It's $65 a ton and I've taken 5 tons so 325. I've also spent a few hundred in fuel. In hindsight I wish I could/would have just gotten a construction dumpster brought in and set next to the house. It would have saved a lot of hours. I didn't know what my time frame was though and I ended up taking a month off after the clean out. I started the 1st week of April, was here for two weeks, went home for a weekend and came back for a week, took May off, came back in June, went home for a week and came back with the family at the end of June and have been here since. I'm tearing up the floor on the big section and will be done this week At that point there will be close to 600 hours in it and we'll have lumber for a 1000-1200 sq ft house but we'll be building a 320 sqft cabin out of that. After that we're taking some time off. Probably wait for this 100 degree weather to be over with to take the small oak framed house down. I figure that will take 3-4 weeks. During that break we will be going to look at the other house. He said he'd sell the lot. The house is not worth fixing to him but may be for us. We've got some wood.  It's in a small town but less than 30 min from Springfield in a county with no restrictions. I don't think the town has any either. Population 775. I'm not sure how big the lot is but it's not acres. Might be a good start though and/or good investment as the growth is heading that way quickly. Something we can pay off quick. If we don't buy it we may rent it for a while. He said he wouldn't have had a problem with the previous renter sending him 100 bucks or whatever so...we'll see.


----------



## idigbeets (Sep 3, 2011)

600 man hours, We'll say $500 in tipping and fuel... at min. wage you're coming in around 5000$ and still not done.... A large dumpster is at least $500 (I rented one recently for $350 to do a roof, and it was small).

I'm not so sure the savings are really there in terms of your labor, but at least you're recycling materials.


----------



## farmgal (Nov 12, 2005)

[QUOTE Then I get to build a cabin on the lease property. We get about an acre for our yard but get run of the whole 40 acres. Out in the boonies and I'm kind of the caretaker. One other person lives there. Nice old guy from AR. This is going to be our place to get away from it all, if we ever feel the need to get away from it all.
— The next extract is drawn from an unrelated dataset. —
PR #685, opened 2024-04-23
fix input generator for falcon40b

eaidova:
# What does this PR do?
this is temporal workaround until we can not use https://github.com/huggingface/optimum/pull/1825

BOL

[/QUOTE]

Looks like a nice find. Good for you. 

Did I read this right tho, You are going through all the trouble of dismantling the building to drive it across the country to build a cabin on someone elses property that you only lease? At anytime you can be thrown off and lose it all? You said "old guy". Meaning he can die soon and then what? 

I would just invest in a piece of property you OWN so all your hard work isnt in vein. I have never seen this set up work out. The nice guy dies and the family sells the property, investor loses. You are ambitious, you deserve it!:goodjob:


----------



## Joe.G (Jun 26, 2012)

So you are going to sign a ten year lease and then what? They can boot you off the property? Then all the work you did is gone? Just sounds like a lot of work and risk, I am not against hard work, but it just doesn't seem like it is worth it to me, Are you working at all to make money?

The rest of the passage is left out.